**Action item**
All lines of the listing below must be reproduced character for character.

**Supplied material**

·····

PR #8022, opened 2019-05-17
PubSub: Add an option to streaming pull to invoke callbacks for batches of messages

### LINKED ISSUE #4994: pubsub API: allow registering a callback for batches of messages
The old API allowed you to operate on batches of messages. Sometimes, this is advantageous as you can aggregate other calls. With the current API, this is non trivial.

·····

**Answer space**
PR #8022, opened 2019-05-17
PubSub: Add an option to streaming pull to invoke callbacks for batches of messages

### LINKED ISSUE #4994: pubsub API: allow registering a callback for batches of messages
The old API allowed you to operate on batches of messages. Sometimes, this is advantageous as you can aggregate other calls. With the current API, this is non trivial.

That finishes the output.